I had a problem when I had the 922 connected to a switch between it and my airport base station. Once I connected the 922 directly to the airport, everything worked perfectly.

Ken


----------



## daimhin

I tried the direct connect to the router and nothing different happened. In talking to tech support today they said other people were reporting the same issue and they were looking into it. Guess I am going to let things sit overnight and see how they work tomorrow and then make another run at tech support tomorrow evening.


----------



## daimhin

Its working!

After fighting with things all day trying to get it to work I think the key thing to do is after you get everything setup on the 922 put it into standby mode for awhile. It seems it doesn't do the last bit of the setup until you do this.

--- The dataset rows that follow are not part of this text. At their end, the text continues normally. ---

PR #450, opened 2022-03-15
RA-1985 - Allow changing visit time dynamically

icrc-toliveira:
Issue: https://issues.openmrs.org/browse/RA-1985

If a user creates a visit, and later on decide to edit said visit.
Currently its no possible to change time.  

The proposal is allowing the visit time to be changed
(According with the needs of the implementation)

Solution found: 
Adding global property to enable / disable useTime in the dateTimePicker

### DIFF
--- a/omod/src/main/java/org/openmrs/module/coreapps/fragment/controller/visit/VisitDatesFragmentController.java
+++ b/omod/src/main/java/org/openmrs/module/coreapps/fragment/controller/visit/VisitDatesFragmentController.java
@@ -13,6 +13,7 @@
  */
 package org.openmrs.module.coreapps.fragment.controller.visit;
 
+import org.apache.commons.lang.BooleanUtils;
 import org.joda.time.DateTime;
 import org.openmrs.Visit;
 import org.openmrs.api.VisitService;
@@ -39,7 +40,7 @@ public class VisitDatesFragmentController {
                                             @RequestParam(value="stopDate", required = false) Date stopDate,
                                             HttpServletRequest request, UiUtils ui) {
 
-        Boolean allowChangingVisitTime = new Boolean(Context.getAdministrationService().getGlobalProperty(CoreAppsConstants.GP_ALLOW_CHANGING_VISIT_TIME));
+        boolean allowChangingVisitTime = BooleanUtils.toBoolean(Context.getAdministrationService().getGlobalProperty(CoreAppsConstants.GP_ALLOW_CHANGING_VISIT_TIME));
 
         if (!allowChangingVisitTime && !isSameDay(startDate, visit.getStartDatetime())) {
             visit.setStartDatetime(new DateTime(startDate).toDateMidnight().toDate());
--- a/omod/src/main/java/org/openmrs/module/coreapps/fragment/controller/visit/VisitDatesFragmentController.java
+++ b/omod/src/main/java/org/openmrs/module/coreapps/fragment/controller/visit/VisitDatesFragmentController.java
@@ -44,7 +44,7 @@ public class VisitDatesFragmentController {
 
         if (!allowChangingVisitTime && !isSameDay(startDate, visit.getStartDatetime())) {
             visit.setStartDatetime(new DateTime(startDate).toDateMidnight().toDate());
-        }else{
+        } else if (allowChangingVisitTime && !isSameDay(startDate, visit.getStartDatetime())){
             visit.setStartDatetime(new DateTime(startDate).toDate());
         }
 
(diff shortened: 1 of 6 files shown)


omod/src/main/resources/config.xml
```diff
@@ -302,6 +302,14 @@
         </description>
     </globalProperty>
 
+    <globalProperty>
+        <property>coreapps.allowChangingVisitTime</property>
+        <defaultValue>true</defaultValue>
```
dkayiwa, line 307: Shouldn't this default to false in order to preserve the existing behaviour?

omod/src/main/java/org/openmrs/module/coreapps/fragment/controller/visit/VisitDatesFragmentController.java
```diff
@@ -37,9 +39,12 @@ public SimpleObject setDuration(@SpringBean("visitService") VisitService visitSe
                                             @RequestParam(value="stopDate", required = false) Date stopDate,
                                             HttpServletRequest request, UiUtils ui) {
 
+        Boolean allowChangingVisitTime = new Boolean(Context.getAdministrationService().getGlobalProperty(CoreAppsConstants.GP_ALLOW_CHANGING_VISIT_TIME));
```
dkayiwa, line 42: How about `org.apache.commons.lang.BooleanUtils.toBoolean()`?

omod/src/main/java/org/openmrs/module/coreapps/fragment/controller/visit/VisitDatesFragmentController.java
```diff
@@ -37,9 +39,12 @@ public SimpleObject setDuration(@SpringBean("visitService") VisitService visitSe
...
 
-        if (!isSameDay(startDate, visit.getStartDatetime())) {
+        if (!allowChangingVisitTime && !isSameDay(startDate, visit.getStartDatetime())) {
             visit.setStartDatetime(new DateTime(startDate).toDateMidnight().toDate());
+        }else{
+            visit.setStartDatetime(new DateTime(startDate).toDate());
```
dkayiwa, line 47: Do you still want this to be executed if `allowChangingVisitTime = false` but `isSameDay(startDate, visit.getStartDatetime()) == true`?

omod/src/main/resources/config.xml
mogoodrich: Agreed!

omod/src/main/java/org/openmrs/module/coreapps/fragment/controller/visit/VisitDatesFragmentController.java
mogoodrich: I'll let @icrc-toliveira  answer but I do think this is the correct behavior... we only want to "reset" the time component to midnight if allow change visit time is false and we are changing the date... if allowChangeVisitTime is true, we always want to set the visit time to the time passed in via the submit.

mogoodrich (changes requested):
Looks good... we definitely do want to set the GP to false by default, but otherwise I think this is good to go.

omod/src/main/resources/config.xml
icrc-toliveira: Done

omod/src/main/java/org/openmrs/module/coreapps/fragment/controller/visit/VisitDatesFragmentController.java
icrc-toliveira: Hi  @dkayiwa and @mogoodrich 

I just did a small update, this should account for @dkayiwa concerns, while keeping the behavior " reset the time to midnight if allow change visit time is false and we are changing the date"

dkayiwa: @icrc-toliveira i find that this logic would be easier to understand if you put the `allowChangingVisitTime` below `if (!isSameDay(startDate, visit.getStartDatetime())) {`

That way, you do not have to repeat `!isSameDay(startDate, visit.getStartDatetime())`

omod/src/main/resources/config.xml
```diff
@@ -302,6 +302,14 @@
         </description>
     </globalProperty>
 
+    <globalProperty>
+        <property>coreapps.allowChangingVisitTime</property>
+        <defaultValue>false</defaultValue>
+        <description>
+            Be able to change the start hour of a visit.
```
dkayiwa, line 309: Only hour, not minute too? Oh would simply say change the start time?

icrc-toliveira: Done

omod/src/main/java/org/openmrs/module/coreapps/fragment/controller/visit/VisitDatesFragmentController.java
icrc-toliveira: Done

I now have the Sling features working from laptop and from my iPhone and iPad. And the Weather and My Account options are working as well.

So guess at lunch today I will be playing with the Sling player from the office.


----------



## normang

Anyone try it on an iPad yet. Its probably isn't full screen and the 2x would probably make it look somewhat fuzzy, but would be interesting to know if someone has tried it?


----------



## Stewart Vernon

normang said:


> Anyone try it on an iPad yet. Its probably isn't full screen and the 2x would probably make it look somewhat fuzzy, but would be interesting to know if someone has tried it?


I don't yet have an iPad... but am hoping that by the time I do get one, Sling has released the updated version they said they were working on to support the higher resolution of the iPad.


----------



## daimhin

I have run it on my iPad and like you said the 2x does fuzzy it up some. Hopefully they will turn it into an Universal app so we don't have to buy a second version of the app.


----------



## HotRod19579

zer0cool said:


> Once you've got your 922, you can log in to the dish Remote access site and you'll find a "Go Mobile" button at the top. you'll still have to purchase the Slingplayer from the iTunes Appstore, but Dish will credit your bill $29.99.
> 
> I've tried it out, and it seems to work fairly well. i paused something and it took forever to get back to live mode aand change the channel, and you definitely need to set up your favorite channels, or you'll spend a lot of time getting to them.


My 922 was installed yesterday and I am trying to find the "Go Mobile" button that you reference so that I can download (get reimbursed) for the iPhone app. I can't find the "Go Mobile" button. I am signed in and I am at the remote access page (I think), URL is http://www.dishnetwork.com/tveverywhere/remoteaccess/default.aspx. Is there something else I need to do? Does Dish need to activate something?


----------



## Stewart Vernon

HotRod19579 said:


> My 922 was installed yesterday and I am trying to find the "Go Mobile" button that you reference so that I can download (get reimbursed) for the iPhone app. I can't find the "Go Mobile" button. I am signed in and I am at the remote access page (I think), URL is http://www.dishnetwork.com/tveverywhere/remoteaccess/default.aspx. Is there something else I need to do? Does Dish need to activate something?


You are not on the right place. You need to be at the same Web site where you can use Dish Remote Access.

Easiest way to get there is to login at the Dish Network site... then click "My Account" and then click "Dish Remote Access". You will then be at http://dish4.sling.com/index.php

And at that point you will see the "Go Mobile" button near the middle at the top of the page.


----------



## HotRod19579

Stewart Vernon said:


> You are not on the right place. You need to be at the same Web site where you can use Dish Remote Access.
> 
> Easiest way to get there is to login at the Dish Network site... then click "My Account" and then click "Dish Remote Access". You will then be at http://dish4.sling.com/index.php
> 
> And at that point you will see the "Go Mobile" button near the middle at the top of the page.


I found it, thanks.


----------